O feminismo do pós-guerra (ou segunda onda do feminismo, como por vezes é chamado) já não tem apenas uma certa dose de contradição embutida, o que é quase inevitável em qualquer proposta real, mas é essencialmente uma fraude. É até incompreensível que tão pouca gente tenha se dado conta de que a suposta libertação das mulheres era na realidade uma escravidão de facto, onde havia uma pequena dose de liberdade para alguns caprichos. Primeiro, o direito das mulheres trabalharem em todo o tipo de postos era, como é óbvio, o fim de um privilégio, mesmo que este possa ser sentido com incómodo. Em segundo lugar, a mulher era libertada da “escravidão da natureza”, e já não era mais obrigada a ser mãe e podia ser “o que ela quisesse”. Mas isto era feito com o auxílio da ciência, o que criava uma situação peculiar e que ainda hoje pouca gente quer perceber.
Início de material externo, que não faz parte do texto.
PR #201, opened 2024-07-15
Incorproate linkml-runtime, linkml-model/linkml-files.py changes from linkml-runtime

sierra-moxon:
please see: https://github.com/linkml/linkml-runtime/pull/320

back-porting changes in the runtime PR to linkml-model (current SoT for linkml-model/linkml_files.py methods).

this PR was a result of my dive into converting schemaview (linkml-runtime) tests to pytest when I ran into an error in linkml_files.py and test_linkml_files.py in linkml-runtime/linkml-model.  It might be that we want to reconsider vendoring. 

my biggest concern here with this PR, is that the tests for linkml-model and linkml-runtime that exercise linkml_files.py were different.  If I put back in (as I did with this PR), the tests currently in linkml-model, there are slight changes in resulting expected URLs for model files - the new URLs do resolve, so I've adjusted the tests.  We likely need @cmungall's review here before merge.


tests/test_linkml_files.py
```diff
@@ -1,64 +1,196 @@
...
-        self.assertEqual('https://raw.githubusercontent.com/linkml/linkml-model/f30637f5a585f3fc4b12fd3dbb3e7e95108d4b42/model/schema/meta.yaml', str(fileloc.meta.yaml.github_loc('v0.0.1')))
-
-
-if __name__ == '__main__':
-    unittest.main()
+    assert "https://raw.githubusercontent.com/linkml/linkml-model/f30637f5a585f3fc4b12fd3dbb3e7e95108d4b42/jsonld/meta.context.jsonld" == \
+        GITHUB_PATH_FOR(Source.META, Format.NATIVE_JSONLD, "v0.0.1")
+    current_loc = re.sub(r'linkml-model/[0-9a-f]*/', 'linkml-model/SHA/', GITHUB_PATH_FOR(Source.TYPES, Format.YAML))
+    assert "https://raw.githubusercontent.com/linkml/linkml-model/SHA/model/schema/types.yaml" == current_loc
+    assert 'https://raw.githubusercontent.com/linkml/linkml-model/missing_branch/linkml_model/owl/mappings.owl.ttl' == \
```
sierra-moxon, line 192: note: change in path here

tests/test_linkml_files.py
```diff
@@ -1,64 +1,196 @@
...
+    print(LOCAL_PATH_FOR(Source.META, Format.YAML))
+    assert os.path.join(root_path, "jsonld/types.context.jsonld") == LOCAL_PATH_FOR(Source.TYPES, Format.NATIVE_JSONLD)
+    assert "https://linkml.github.io/linkml-model/latest/linkml_model/model/schema/meta.yaml" == GITHUB_IO_PATH_FOR(
+        Source.META, Format.YAML)
+    assert "https://linkml.github.io/linkml-model/latest/linkml_model/jsonld/types.context.jsonld" == \
+           GITHUB_IO_PATH_FOR(Source.TYPES, Format.NATIVE_JSONLD)
+    assert "https://raw.githubusercontent.com/linkml/linkml-model/main/linkml_model/jsonld/meta.context.jsonld" == \
+           GITHUB_PATH_FOR(Source.META, Format.NATIVE_JSONLD, ReleaseTag.LATEST)
+    assert "https://raw.githubusercontent.com/linkml/linkml-model/testing_branch/linkml_model/owl/mappings.owl.ttl" == \
+           GITHUB_PATH_FOR(Source.MAPPINGS, Format.OWL, branch="testing_branch")
```
sneakers-the-rat, line 176: `test_basic_rules` is basically the same thing as `test_fixed_meta_url` - in general i only test fixed values when there is a specific reason for it to be fixed forever, so that's why i only tested those two URLs, but i think if we're going to test the rest of these then they should be in a test structure that reflects the meaning of the test :)

test each of these functions (`URL_FOR`, `LOCAL_PATH_FOR`, `GITHUB_IO_PATH_FOR` and `GITHUB_PATH_FOR`) separately, and some of what we want to test for might already be covered by other tests.
- `URL_FOR`, `LOCAL_PATH_FOR`, and `GITHUB_IO_PATH_FOR` are trivial string formatting functions, so they can be covered by unit-style tests. 
- `LOCAL_PATH_FOR` has a `test_local_paths` test for existence for all the files in the expected formats already.
- `URL_FOR` has `test_url_for_format` that tests the resolution of the generated URLs for the formats that have rewrite rules in the w3id repo. 
- `GITHUB_PATH_FOR` is substantially different than the others and should be tested separately for sure, 

ideally these would have docstrings about why they should be fixed forever (if they were just fixed forever, why wouldn't we just hardcode the strings in the module itself and call it a day?), but idrc about that ;)

tests/test_linkml_files.py
```diff
@@ -1,64 +1,196 @@
...
+
+
+SKIP_GITHUB_API = False
```
sneakers-the-rat, line 179: ideally this would be a pytest option or dependent on some flag, if we want to keep skipping them - i marked them as skip because they kept failing bc the ratelimits on github API were very low, but if we want to rescue them then yes a flag that can be accessed would be good :)

tests/test_linkml_files.py
sneakers-the-rat: the thing more worthy of fixing to me here is `/SHA/model` and `missing_branch/linkml_model` having different directory structure, but if the URLs resolve and they give us the thing we were after then they are the correct URLs in my book!

pyproject.toml
```diff
@@ -33,11 +33,13 @@ packages = [
 [tool.poetry.dependencies]
 python = "^3.9"
 linkml-runtime = "^1.6.3"
+rdflib = "^7.0.0"
```
sneakers-the-rat, line 36: oof if we are gaining rdflib as a runtime dependency just to use the `Namespace` class to declare a module constant i woudl call that highly undesirable and worthy of thinking about whether we need that

sneakers-the-rat (commented):
Basically i feel like i have already spent too much time for the three of us overengineering this thing, and am fine with whatever as long as the paths work ;) some minor suggestions on test semantics but take em or leave em

matentzn:
@kevinschaper can you please explore this PR and fix it or decide its no longer relevant and close it? It has a title that makes me nervous so I just want to be sure its not lost.

amc-corey-cox:
Closing as superseded — splitting the still-relevant pieces out rather than rebasing this ~2-year-old branch.

Where things landed:

- **The `Format` / `_Path` refactor** (the bulk of this PR) was independently re-implemented on `main` in #236, using a `_PathInfo` namedtuple plus the expanded `Format` enum (`EXCEL`, `PREFIXMAP`, `PROTOBUF`, `SHACL`, `SQLDDL`, `SQLSCHEMA`, …) and `META_ONLY`. So that part is already in `main`.
- **The poetry.lock / `[tool.poetry]` changes** here are obsolete — `main` has since moved to a PEP 621 `[project]` layout with no poetry lockfile.
- **The two genuinely-missing pieces** — the GitHub URL fix and the `unittest`→`pytest` conversion — are carried forward in #257.

On the URL change specifically: I verified that `GITHUB_PATH_FOR` (branch/latest) and `GITHUB_IO_PATH_FOR` on `main` currently return **404** URLs because they omit the `linkml_model/` package segment; #257 fixes both (confirmed resolving with `curl`) and folds in @sneakers-the-rat's test-structure feedback (per-function tests, opt-in flag for the rate-limited GitHub API test).

Thanks @sierra-moxon for the original dig into this — the URL bug you flagged was real. /cc @kevinschaper @matentzn (re: triage).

A ciência moderna possibilitou que existisse uma coisa chamada “planeamento familiar”, que hoje é um considerado quase que universalmente como um bem inegável. Mas o planeamento familiar quer dizer, primeiro que tudo, que os filhos já não são uma dádiva de Deus (ou da natureza) mas são fruto de uma escolha deliberada dos pais. Parecia uma milagrosa libertação do ser humano dos ciclos impostos pela natureza, e agora cumpria-se a proposta humanista da soberania do “eu”. De início, o planeamento familiar foi usado sobretudo para limitar o número de filhos, ou seja, ao invés dos casais terem 7, 8 ou mais filhos, passavam a ter apenas 2 ou 3. Mas, vendo bem, para quê ter 2 ou 3 filhos quando se pode ter apenas um? As famílias libertavam-se supostamente da natureza, mas tinham agora de viver numa sociedade estruturada cada vez mais pelas ciências, em que praticamente “tudo o que não era proibido se tornava obrigatório”. Os bens de consumo irrelevantes criados pela ciência e pela tecnologia obrigavam também que as pessoas adiassem cada vez mais a paternidade e se dedicassem a períodos cada vez mais extensos de futilidade. Assim, as mulheres que na idade média começavam a ter filhos pelos 14 anos, no pós-guerra já começavam a ser mães pelos 24, e mais recentemente serão mães (quando o são) mais por volta dos 34 anos. Por essa altura as mulheres já devem ter perdido as ilusões de que iriam ser todas administradoras de grandes empresas e percebem que andaram a desperdiçar os seus melhores anos a fazer coisas que apenas lhes criam uma sensação de vazio.

O feminismo parecia ser uma coisa em extinção no início dos anos 90. Por um lado, a parte mais folclórica do feminismo – mulheres queimando soutiens e não fazendo depilação – era ridicularizada. Por outro lado, o modo de vida moderno, anti-família e cheio de 'stress', tornava-se cada vez mais desconfortável. Havia uma certa vontade de “voltar atrás” e foram tempos em que papa João Paulo II tinha algum impacto na sociedade apelando a um modo de vida mais “conservador”.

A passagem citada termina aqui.